Given the requirement for discoverable credentials and sync, truly open/independent passkey implementations seem impossible/impractical. For example, you couldn't just have a set of Trezor-style devices that you load with the same seed and use that as your passkey without syncing the "discoverable" part of the credentials through some kind of cloud service. (The cloud service wouldn't need to be trusted with the actual keys, but you couldn't operate without it.)
As a result, it looks like you can essentially choose which ecosystem you want to lock yourself into...
With authenticatorAttachment, sites have been given a convenient foot-gun to make sure no single setup actually works for all sites, and with both the discoverable and non-discoverable credentials supported, inconsistency in the login flow for maximum confusion is guaranteed.
Add to it that this is like the 4th or 5th iteration of a standard in the field in about 10 years, and there's endless opportunity to get locked out because providers migrated from one standard (or buggy implementation) to another, or start setting things up only for the 6th standard to obsolete what you had (again, potentially locking you out).
And then people are surprised that users stick with passwords.
IMHO that and a TOTP seems to be a sweet spot.
2 factor authentication using 2 simple mechanisms is great.
Password for most cases.
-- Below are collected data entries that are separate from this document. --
PR #117, opened 2019-04-02
Normalisation experiment

georgebrock:
What?
=====

Ripper has a _lot_ of ways it can represent method calls. They include:

- `method_add_arg`, for any call with parens
- `command`, for a bare method call without parens
- `command_call`, for dotted method call without parens
- `call`, for a dotted method call without parens or arguments
- `vcall`, for a bare method call without parens or arguments

There are also some very method-call-like things, where the same formatting
rules probably ought to apply. They are:

- `zsuper`, for super with no arguments
- `super`, for super with arguments, or with empty parens
- `yield`
- `return`

This commit normalises these s-expressions into the following structure
before formatting them:

    [
      :method_call,
      receiving_object,
      method_name,
      original_used_parens,
      arguments,
    ]

Where:

- `receiving_object` is an array of expressions, which can be concatenated
  to produce the receiving object. This could include operators like `.`,
  `&.`, or `::`.

- `method_name` is an expression representing the name of the method.

- `original_used_parens` is a boolean, indicating if the original source
  code used parens. This is useful for `super` calls, where empty parens
  change the semantics.

- `arguments` is an array or expressions representing the arguments.

To simplify further, a few other s-expressions are also modified. In the
`receiving_object` array:

- Operators are represented as `[:dot, expression_or_symbol]`. This fits
  neatly with the existing `#format_dot` method.

- Call-like things are represented as `[:keyword, keyword]`, e.g. `[:keyword, "return"]`.

And in the `arguments` array:

- Splats are represented as `[:spat, expression]` where `expression` is
  the splatted argument.

- Blocks passed as params are represented as `[:to_proc, expression]`
  where `expression` is the block argument.

Now that these cases are all handled consistently, some fixtures have
necessarily changed to make sure they're consistent with each other.

Why?
====

When a subtle change to the formatting of a method call (e.g. the addition
or parentheses) could change the s-expression representation of the
expression (e.g. from a `command` to a `method_add_arg`), and therefore
change the code path followed by rubyfmt, it was easy for differences
between formatting to creep in

There are a couple of reasons this matters:

1. We want rubyfmt to be idempotent, i.e. running a file through it many
   times should produce the same output as running it through once.
   Maintaining that property while formatting the same kind of thing in
   multiple places would be difficult.

2. We're likely to go back-and-forth on what the output should look like.
   This means a single place to make changes to method calls and other
   call-like structures will be beneficial.

### DIFF
--- a/fixtures/cannibalization_4_expected.rb
+++ b/fixtures/cannibalization_4_expected.rb
@@ -1,1 +1,1 @@
-Metadata.relative_path File.expand_path(rerun_path)
+Metadata.relative_path(File.expand_path(rerun_path))
--- a/fixtures/cannibalization_4_expected.rb
+++ b/fixtures/cannibalization_4_expected.rb
@@ -1,1 +1,1 @@
-Metadata.relative_path(File.expand_path(rerun_path))
+Metadata.relative_path File.expand_path(rerun_path)
--- a/fixtures/command_paren_expected.rb
+++ b/fixtures/command_paren_expected.rb
@@ -1,1 +1,1 @@
-@proc_keys.merge(proc_keys_from(metadata))
+@proc_keys.merge proc_keys_from(metadata)
--- a/fixtures/command_paren_expected.rb
+++ b/fixtures/command_paren_expected.rb
@@ -1,1 +1,1 @@
-@proc_keys.merge proc_keys_from(metadata)
+@proc_keys.merge(proc_keys_from(metadata))
--- a/fixtures/fib_expected.rb
+++ b/fixtures/fib_expected.rb
@@ -13,7 +13,7 @@ end
 
 def fibs
   10.times do |i|
-    p(fib(i))
+    p fib(i)
   end
 end
 
--- a/fixtures/fib_expected.rb
+++ b/fixtures/fib_expected.rb
@@ -13,7 +13,7 @@ end
 
 def fibs
   10.times do |i|
-    p fib(i)
+    p(fib(i))
   end
 end
 
--- a/fixtures/heredoc_ending_with_curly_expected.rb
+++ b/fixtures/heredoc_ending_with_curly_expected.rb
@@ -1,4 +1,4 @@
-raise(<<-EOM.gsub(/^\s+\|/, ""))
+raise <<-EOM.gsub(/^\s+\|/, "")
               |#{"*" * 50}
               |:#{key} is not allowed
               |
--- a/src/rubyfmt.rb
+++ b/src/rubyfmt.rb
@@ -2246,6 +2246,36 @@ def format_keyword(ps, rest)
   ps.emit_ident(rest[0])
 end
 
+def use_parens_for_method_call(method, args, original_used_parens, method_call_depth)
+  # Always use parens for the shorthand `foo::()` syntax
+  return true if method == :call
+
+  # Never use parens for some methods and keywords
+  return false if ["require", "return", "raise"].include?(method[1])
+
+  # Follow the original code style for super and yield
+  # Note that `super()` has different semantics to `super`
+  return original_used_parens if ["super", "yield"].include?(method[1])
+
+  # No parens if there are no arguments
+  return false if args.empty?
+
+  # Use parens if this call appears while formatting another call
+  # e.g. in a chain like `previous.this_one(1).next`, or in an argument
+  # like `another_call(this_one(1))`
+  return true if method_call_depth > 0
+
+  # Don't use parens if this call only has one argument, and that
+  # argument is another call
+  return false if (
+    args.length == 1 &&
+    (args[0][0] == :method_call && args[0][4].length > 0 || args[0][0] == :method_add_block)
+  )
+
+  # If in doubt, use parens
+  true
+end
+
 def format_method_call(ps, rest)
   ps.emit_indent if ps.start_of_line.last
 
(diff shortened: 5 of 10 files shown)


src/rubyfmt.rb
```diff
@@ -1998,10 +1810,6 @@ def format_alias(ps, expression)
   ps.emit_newline if ps.start_of_line.last
 end
 
-def format_field(ps, rest)
```
georgebrock: Not sure I should have removed this, but it didn't cause any tests to fail.

src/rubyfmt.rb
```diff
@@ -2401,8 +2209,251 @@ def format_redo(ps, expression)
...
+end
+
+def format_method_call(ps, rest)
+  ps.emit_indent if ps.start_of_line.last
+
+  chain, method, original_used_parens, args = rest
+
+  args = args.map { |a| normalize(a) }
+
+  use_parens = (
```
georgebrock: This is pretty awful, but it's as close as I could get to the logic that existed across the various `format_*` methods that are replaced by this method.

src/rubyfmt.rb
```diff
@@ -2401,8 +2209,251 @@ def format_redo(ps, expression)
...
+def format_keyword(ps, rest)
+  ps.emit_ident(rest[0])
+end
+
+def format_method_call(ps, rest)
+  ps.emit_indent if ps.start_of_line.last
+
+  chain, method, original_used_parens, args = rest
+
+  args = args.map { |a| normalize(a) }
```
georgebrock: This is kind of a hack: the args would get normalised anyway when we pass them to `format_expression`, but by pre-normalising them we can check if any of them are a `:method_call` instead of having to check for all the different Ripper variants on method calls.

georgebrock:
Hmm, this breaks the RSpec stress test, so definitely not ready to merge!

fixtures/cannibalization_4_expected.rb
```diff
@@ -1 +1 @@
-Metadata.relative_path(File.expand_path(rerun_path))
+Metadata.relative_path File.expand_path(rerun_path)
```
samphippen: why did these parens go missing?

fixtures/command_paren_expected.rb
```diff
@@ -1 +1 @@
-@proc_keys.merge(proc_keys_from(metadata))
+@proc_keys.merge proc_keys_from(metadata)
```
samphippen: same question

fixtures/fib_expected.rb
```diff
@@ -13,7 +13,7 @@ def fib(i)
 
 def fibs
   10.times do |i|
-    p(fib(i))
+    p fib(i)
```
samphippen: same question

src/rubyfmt.rb
samphippen: I have something here.

samphippen:
how does this work in the case that a call receiver is like

`(Foo::Bar::(nil.object_id)).bees(1)`

fixtures/cannibalization_4_expected.rb
georgebrock: They became consistent with [`nested_command_expected.rb`](https://github.com/samphippen/rubyfmt/blob/master/fixtures/nested_command_expected.rb) and [`command_call_raise_expected.rb`](https://github.com/samphippen/rubyfmt/blob/master/fixtures/command_call_raise_expected.rb). Same with the other fixtures that changed.

We could go the other way: change `nested_command_expected.rb` to use more parens and tweak `use_parens` to never use parens with `raise`.

src/rubyfmt.rb
georgebrock: This does cause the RSpec stress test to fail. Bringing it back.

georgebrock:
> how does this work in the case that a call receiver is like
>
> `(Foo::Bar::(nil.object_id)).bees(1)`

I'd completely forgotten about the `foo::()` shorthand. Fixed in abd5d3f.

fixtures/cannibalization_4_expected.rb
georgebrock: Alternative in 3cfae79 which is more consistent with the previous behaviour. Still changes a couple of fixtures, but all of these parens are back.

src/rubyfmt.rb
georgebrock: I pulled it out into a method, but further improvements would be great.

fixtures/heredoc_ending_with_curly_expected.rb
```diff
@@ -1,4 +1,4 @@
-raise(<<-EOM.gsub(/^\s+\|/, ""))
+raise <<-EOM.gsub(/^\s+\|/, "")
```
georgebrock: This changes because the current logic is “never use parens with `raise`”. For `super` and `yield` we currently follow whatever the original source did, and we could also do that for `raise` if we didn't want to change this fixture.

samphippen:
@georgebrock  please rebase against master, which now has RSpec ci

bquorning:
I was wondering if the normalisation logic doesn’t belong in the `Parser` class, e.g. by implementing an `#on_command` method instead of the `#normalize_command` method? And would that even be possible to implement?

georgebrock:
@bquorning Good question! I suspect the code might be less clear if we did it using parser events, for two reasons:

- The current separation makes normalisation a clearly separate thing from either parsing or formatting. If it was mixed in with parsing or with formatting, it could be harder to figure out what's what. Currently the custom code we have in the parser is all concerned with getting at information Ripper doesn't provide by default (e.g. unescaped string values).

- I _think_ an event-driven approach would mean maintaining more state, which could make it harder to debug the normalisation code because we'd have to consider not only the current event but also the state that previous events have put us in.

I haven't worked with Ripper a whole lot (my commits in this project are it), so I could be making the wrong assumptions.

georgebrock:
Green tests!

The failure was coming from this expression: `require(path_for(formatter_ref)) ? retry : raise`

I'd made “no parens on `require`” too broad. I think there's a thing to figure out about what the rules for using parens should really be in practice, but at least this no longer changes the semantics of RSpec Core.

bquorning:
Ah, got it. I had misread the code and didn’t see it was a separate step.

Would having e.g. a `Formatter` and a `Normalizer` class (or module) make the code clearer? It’s a bit confusing having every method defined without a namespace. (Probably only a Normalizer class would be within the scope of this PR)..

samphippen:
@georgebrock I need to revisit where we should have parens and shouldn't. Could you build an example ala `string_literals_stress_test.rb` with as many variants as you can think of with md5 puts output based verification?

samphippen:
@georgebrock my intent is to merge this once CI is green.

And then in high value things, ask me for 2FA. For things like banks and anything money related, SMS 2FA already exists and is good enough. For normal websites, uncommon yet important actions, such as logging in (everyone can use long lived sessions these days), repo deletion on GitHub, etc, ask for me for 2FA.
TOTP is also a really nice mechanism, especially in authenticator apps today that can backup your keys to cloud storage.
I know "SMS" and "backup keys to cloud storage" gets the security folks off their chairs, but outside a theoretical setting they're both a perfectly good tradeoff.